● Action item:
Go through the data below. List every line that holds the word "original".

● Data section:
=== Section Start ===

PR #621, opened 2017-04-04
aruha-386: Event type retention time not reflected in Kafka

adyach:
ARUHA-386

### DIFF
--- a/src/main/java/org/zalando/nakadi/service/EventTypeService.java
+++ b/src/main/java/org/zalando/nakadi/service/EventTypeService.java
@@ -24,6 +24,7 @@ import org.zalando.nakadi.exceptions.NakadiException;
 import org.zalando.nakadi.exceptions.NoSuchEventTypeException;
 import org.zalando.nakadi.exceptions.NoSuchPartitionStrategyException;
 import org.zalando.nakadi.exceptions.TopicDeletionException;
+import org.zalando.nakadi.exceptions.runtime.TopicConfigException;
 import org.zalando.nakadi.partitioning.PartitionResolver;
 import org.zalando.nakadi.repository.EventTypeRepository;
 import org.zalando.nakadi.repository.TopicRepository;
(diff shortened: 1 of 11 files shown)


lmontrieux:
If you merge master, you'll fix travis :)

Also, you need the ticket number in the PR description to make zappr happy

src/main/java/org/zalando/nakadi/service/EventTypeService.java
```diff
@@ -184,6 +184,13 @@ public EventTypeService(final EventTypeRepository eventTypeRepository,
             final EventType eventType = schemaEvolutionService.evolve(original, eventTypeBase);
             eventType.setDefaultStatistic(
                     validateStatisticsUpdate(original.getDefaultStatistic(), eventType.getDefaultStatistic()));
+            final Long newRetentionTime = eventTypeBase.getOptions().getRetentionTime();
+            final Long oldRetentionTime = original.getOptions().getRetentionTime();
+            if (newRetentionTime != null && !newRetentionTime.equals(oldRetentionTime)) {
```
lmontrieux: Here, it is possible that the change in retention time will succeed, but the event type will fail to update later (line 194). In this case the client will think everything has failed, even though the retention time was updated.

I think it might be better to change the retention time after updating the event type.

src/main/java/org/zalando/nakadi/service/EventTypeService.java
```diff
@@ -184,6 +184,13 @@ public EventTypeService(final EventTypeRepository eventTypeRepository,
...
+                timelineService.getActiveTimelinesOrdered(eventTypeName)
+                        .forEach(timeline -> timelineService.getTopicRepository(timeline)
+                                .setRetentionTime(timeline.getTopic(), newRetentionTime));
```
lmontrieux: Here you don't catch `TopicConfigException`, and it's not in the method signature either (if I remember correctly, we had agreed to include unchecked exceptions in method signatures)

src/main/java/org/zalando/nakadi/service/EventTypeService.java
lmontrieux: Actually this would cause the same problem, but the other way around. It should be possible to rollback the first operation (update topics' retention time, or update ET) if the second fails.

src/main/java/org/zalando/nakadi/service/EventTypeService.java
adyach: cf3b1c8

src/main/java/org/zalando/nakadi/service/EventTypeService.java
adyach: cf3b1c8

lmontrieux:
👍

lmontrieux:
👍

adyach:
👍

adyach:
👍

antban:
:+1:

=== Section End ===
=== Section Start ===

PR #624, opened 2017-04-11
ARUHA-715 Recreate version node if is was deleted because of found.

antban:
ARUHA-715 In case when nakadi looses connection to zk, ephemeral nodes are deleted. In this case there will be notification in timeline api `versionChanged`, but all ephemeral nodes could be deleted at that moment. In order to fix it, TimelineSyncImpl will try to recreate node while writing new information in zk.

=== Section End ===
=== Section Start ===

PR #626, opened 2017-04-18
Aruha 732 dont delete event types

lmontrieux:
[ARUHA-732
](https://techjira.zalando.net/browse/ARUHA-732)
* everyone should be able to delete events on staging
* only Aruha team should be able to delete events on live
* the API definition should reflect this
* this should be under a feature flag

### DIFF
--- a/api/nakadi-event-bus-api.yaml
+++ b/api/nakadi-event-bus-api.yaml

=== Section End ===

● Solved problem:
             final EventType eventType = schemaEvolutionService.evolve(original, eventTypeBase);
                     validateStatisticsUpdate(original.getDefaultStatistic(), eventType.getDefaultStatistic()));
+            final Long oldRetentionTime = original.getOptions().getRetentionTime();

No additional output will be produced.